- _ACTION ITEM_
Repeat, please, only the lines from the top of the data down to the line with "- **update:** Because"; include both of those lines.

Stored items

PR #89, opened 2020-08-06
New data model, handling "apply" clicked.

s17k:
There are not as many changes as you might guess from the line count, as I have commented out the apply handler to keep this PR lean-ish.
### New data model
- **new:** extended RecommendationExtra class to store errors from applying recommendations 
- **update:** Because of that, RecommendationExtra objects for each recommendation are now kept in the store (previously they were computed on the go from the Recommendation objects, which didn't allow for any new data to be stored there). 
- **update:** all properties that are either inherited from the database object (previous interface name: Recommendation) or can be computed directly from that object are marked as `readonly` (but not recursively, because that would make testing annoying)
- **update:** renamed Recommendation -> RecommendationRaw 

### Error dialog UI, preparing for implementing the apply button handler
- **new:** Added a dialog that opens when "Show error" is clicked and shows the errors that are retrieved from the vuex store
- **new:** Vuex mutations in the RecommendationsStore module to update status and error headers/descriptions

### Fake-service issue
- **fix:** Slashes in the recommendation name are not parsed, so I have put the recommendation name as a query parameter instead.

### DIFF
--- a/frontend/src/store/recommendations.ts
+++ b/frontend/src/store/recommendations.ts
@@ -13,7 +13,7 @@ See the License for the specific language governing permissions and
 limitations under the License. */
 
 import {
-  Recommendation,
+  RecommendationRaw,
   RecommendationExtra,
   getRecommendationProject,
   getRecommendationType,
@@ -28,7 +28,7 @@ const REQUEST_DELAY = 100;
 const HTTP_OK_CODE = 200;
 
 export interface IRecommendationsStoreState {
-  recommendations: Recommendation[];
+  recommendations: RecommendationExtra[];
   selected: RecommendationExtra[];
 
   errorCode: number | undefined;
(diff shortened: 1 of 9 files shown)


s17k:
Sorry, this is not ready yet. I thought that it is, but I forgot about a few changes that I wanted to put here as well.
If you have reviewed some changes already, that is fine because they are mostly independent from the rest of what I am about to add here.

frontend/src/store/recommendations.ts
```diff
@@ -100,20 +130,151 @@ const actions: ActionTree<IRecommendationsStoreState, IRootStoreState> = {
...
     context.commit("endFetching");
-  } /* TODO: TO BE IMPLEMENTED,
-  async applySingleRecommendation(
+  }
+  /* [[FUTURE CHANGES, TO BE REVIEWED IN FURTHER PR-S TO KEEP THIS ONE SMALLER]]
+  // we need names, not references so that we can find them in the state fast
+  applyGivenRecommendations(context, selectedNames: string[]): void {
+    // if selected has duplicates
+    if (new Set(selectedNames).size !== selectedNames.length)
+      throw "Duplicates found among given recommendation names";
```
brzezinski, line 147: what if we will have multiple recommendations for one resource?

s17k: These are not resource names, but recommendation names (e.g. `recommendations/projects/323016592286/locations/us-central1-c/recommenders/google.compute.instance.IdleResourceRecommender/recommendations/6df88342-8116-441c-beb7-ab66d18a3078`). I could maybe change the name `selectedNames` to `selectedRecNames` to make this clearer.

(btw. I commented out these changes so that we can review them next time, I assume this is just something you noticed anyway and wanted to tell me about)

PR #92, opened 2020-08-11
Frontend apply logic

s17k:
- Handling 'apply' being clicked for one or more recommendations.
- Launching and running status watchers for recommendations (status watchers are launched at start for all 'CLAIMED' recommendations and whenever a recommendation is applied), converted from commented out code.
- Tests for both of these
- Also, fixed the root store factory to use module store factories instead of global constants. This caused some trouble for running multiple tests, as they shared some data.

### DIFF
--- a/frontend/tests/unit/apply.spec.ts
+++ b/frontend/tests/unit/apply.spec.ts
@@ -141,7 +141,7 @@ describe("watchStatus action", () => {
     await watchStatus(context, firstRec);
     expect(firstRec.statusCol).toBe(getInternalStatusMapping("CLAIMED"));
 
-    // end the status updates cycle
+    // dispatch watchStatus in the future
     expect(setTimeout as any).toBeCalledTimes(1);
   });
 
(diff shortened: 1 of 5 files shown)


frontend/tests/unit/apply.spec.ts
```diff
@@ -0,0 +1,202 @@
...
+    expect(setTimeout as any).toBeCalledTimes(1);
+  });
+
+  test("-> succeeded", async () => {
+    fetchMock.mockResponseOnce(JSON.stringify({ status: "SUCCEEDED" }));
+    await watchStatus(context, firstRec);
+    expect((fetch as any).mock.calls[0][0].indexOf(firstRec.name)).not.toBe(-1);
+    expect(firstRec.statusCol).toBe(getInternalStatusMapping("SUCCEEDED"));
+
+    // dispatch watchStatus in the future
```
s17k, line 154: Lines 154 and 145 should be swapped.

- _SOLUTION TO THE PROBLEM_
PR #89, opened 2020-08-06
New data model, handling "apply" clicked.

s17k:
There are not as many changes as you might guess from the line count, as I have commented out the apply handler to keep this PR lean-ish.
### New data model
- **new:** extended RecommendationExtra class to store errors from applying recommendations 
- **update:** Because of that, RecommendationExtra objects for each recommendation are now kept in the store (previously they were computed on the go from the Recommendation objects, which didn't allow for any new data to be stored there). 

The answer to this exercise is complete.